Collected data
PR #1805, opened 2024-01-22
Updated first sentence of "parsing a string" in string.md

eje211:
Currently, the version of this sentence that's online makes no sense at all. The version in the source does literally make sense, but it is very difficult to read. This version is less terse, but I think it's much clearer.


marioidival (approved):

marioidival:
@eje211 thank you!

PR #1812, opened 2024-02-03
fix(vec): Correct typo in Vec macro

RyoshiKayo:
Just a little type I noticed


marioidival:
Hello @RyoshiKayo I appreciate you opening the PR. Your change is invalid because it includes a compiler error.

```
   Compiling playground v0.0.1 (/playground)
error[E0423]: expected value, found builtin type `i32`
 --> src/main.rs:7:23
  |
7 |     let mut xs = vec![i32, 2, 3];
  |                       ^^^ not a value
  |
```

This is the reason why I will be closing this PR

PR #1819, opened 2024-02-19
While-Let Unable to compile code example on page

stephenlb:
Added `fn main()` as rustdoc didn't catch omitted main() function. There may be a simpler change by adding an annotations.


stephenlb:
Hi! Checking in to see if we can merge? Thank you! 😊

stephenlb:
🎉

Issue #1817, opened 2024-02-17
If and how to PR a great deal of changes


QuineDot:
I ended up reviewing most of this book, and have come to the conclusion that the book needs a non-trivial number of changes to bring it more up-to-date and to correct some inaccuracies.

[You can read my notes here.](https://github.com/QuineDot/rbe-notes/blob/main/README.md)

If you (the maintainers) wish, I can see about turning my notes into PRs.  But as you can see, there are a lot of notes.  My questions are
1. Would this be productive -- can you entertain a large number of changes?
2. If so, how best should the PRs be made -- per page, per chapter?
3. Is it okay restructure sections/pages or are you trying to maintain the page names, etc?

Alternatively, feel free to make use of the notes without my further involvement.

marioidival:
Hi @QuineDot thank you! I just read your notes and I agree with everything from there!

About your questions, It's ok with that for all.

simonsan:
Disclaimer: Not a maintainer, but talking from my experience with Rust Patterns book.

> * If so, how best should the PRs be made -- per page, per chapter?

Per chapter changes work the best IMO, like easy to review (without a lot of context switches) pieces of text for one topic.
 
> * Is it okay restructure sections/pages or are you trying to maintain the page names, etc?

If you do that, and rename a page, don't forget to set up a redirect so old links, e.g. in search engines, stay alive. Here is an example from Rust patterns `book.toml`. Page names are determined by their markdown name.

```toml
[output.html.redirect]
# Redirects in the form of "old-path" = "new-path", where the new path
# is relative to the old path.
"functional/lenses.html" = "optics.html"
```

If you open it happens that there will be a lot of PRs, I would be able to also help to review them, in case they become overwhelming @marioidival 🤗

simonsan:
Another important thing, actually. We use [dprint](https://dprint.dev) in Rust patterns. I think it makes a lot of things easier, because the diffs are essentially always easy to read. I think there is also some setting, that formats the code blocks, I need to look into it. This would essentially make it much easier to merge the above changes.

So I opened a PR to let you have a look how it looks for this codebase.

PR #1829, opened 2024-03-18
style: format the markdown and lint against it in ci

simonsan:
To make future diffing easier and adopt a common style over the whole codebase.

This is essentially our `dprint.json` from https://github.com/rust-unofficial/patterns/blob/main/dprint.json

I think it would make it easier to merge these changes from #1817 

TODO:
- Does it affect the translations as line numbers change, or does parse the markdown directly?


simonsan:
@mgeisler Does this reformatting affect the `mdbook-i18n-helper` translations as line numbers change, or does parse the markdown directly and this reformatting would be ok to do?

mgeisler:
> @mgeisler Does this reformatting affect the `mdbook-i18n-helper` translations as line numbers change, or does parse it the markdown directly and this reformatting would be OK to do?

Reformatting is fine! [Version 0.2 of mdbook-i18n-helpers](https://github.com/google/mdbook-i18n-helpers/blob/main/i18n-helpers/CHANGELOG.md) started normalizing the whitespace when extracting messages, so you won't see any change to the translations.

With version 0.3, we started to only extract string literals and comments from Markdown code blocks, so reformatting them will now also be invisible to the translations. You should run the `mdbook-i18n-normalize` tool on your existing translation files if you have files from version 0.1 that you need to migrate.

PR #1830, opened 2024-03-24
Edit grammatical mistake

progalgo:


progalgo:
It would be easier to read.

Exercise description
Taking the entries above, restate exactly those lines that fall between the line with "Currently, the version" and the line with "2. If so, how", keeping both of those lines too.

Your solution
Currently, the version of this sentence that's online makes no sense at all. The version in the source does literally make sense, but it is very difficult to read. This version is less terse, but I think it's much clearer.


marioidival (approved):

marioidival:
@eje211 thank you!

PR #1812, opened 2024-02-03
fix(vec): Correct typo in Vec macro

RyoshiKayo:
Just a little type I noticed


marioidival:
Hello @RyoshiKayo I appreciate you opening the PR. Your change is invalid because it includes a compiler error.

```
   Compiling playground v0.0.1 (/playground)
error[E0423]: expected value, found builtin type `i32`
 --> src/main.rs:7:23
  |
7 |     let mut xs = vec![i32, 2, 3];
  |                       ^^^ not a value
  |
```

This is the reason why I will be closing this PR

PR #1819, opened 2024-02-19
While-Let Unable to compile code example on page

stephenlb:
Added `fn main()` as rustdoc didn't catch omitted main() function. There may be a simpler change by adding an annotations.


stephenlb:
Hi! Checking in to see if we can merge? Thank you! 😊

stephenlb:
🎉

Issue #1817, opened 2024-02-17
If and how to PR a great deal of changes


QuineDot:
I ended up reviewing most of this book, and have come to the conclusion that the book needs a non-trivial number of changes to bring it more up-to-date and to correct some inaccuracies.

[You can read my notes here.](https://github.com/QuineDot/rbe-notes/blob/main/README.md)

If you (the maintainers) wish, I can see about turning my notes into PRs.  But as you can see, there are a lot of notes.  My questions are
1. Would this be productive -- can you entertain a large number of changes?
2. If so, how best should the PRs be made -- per page, per chapter?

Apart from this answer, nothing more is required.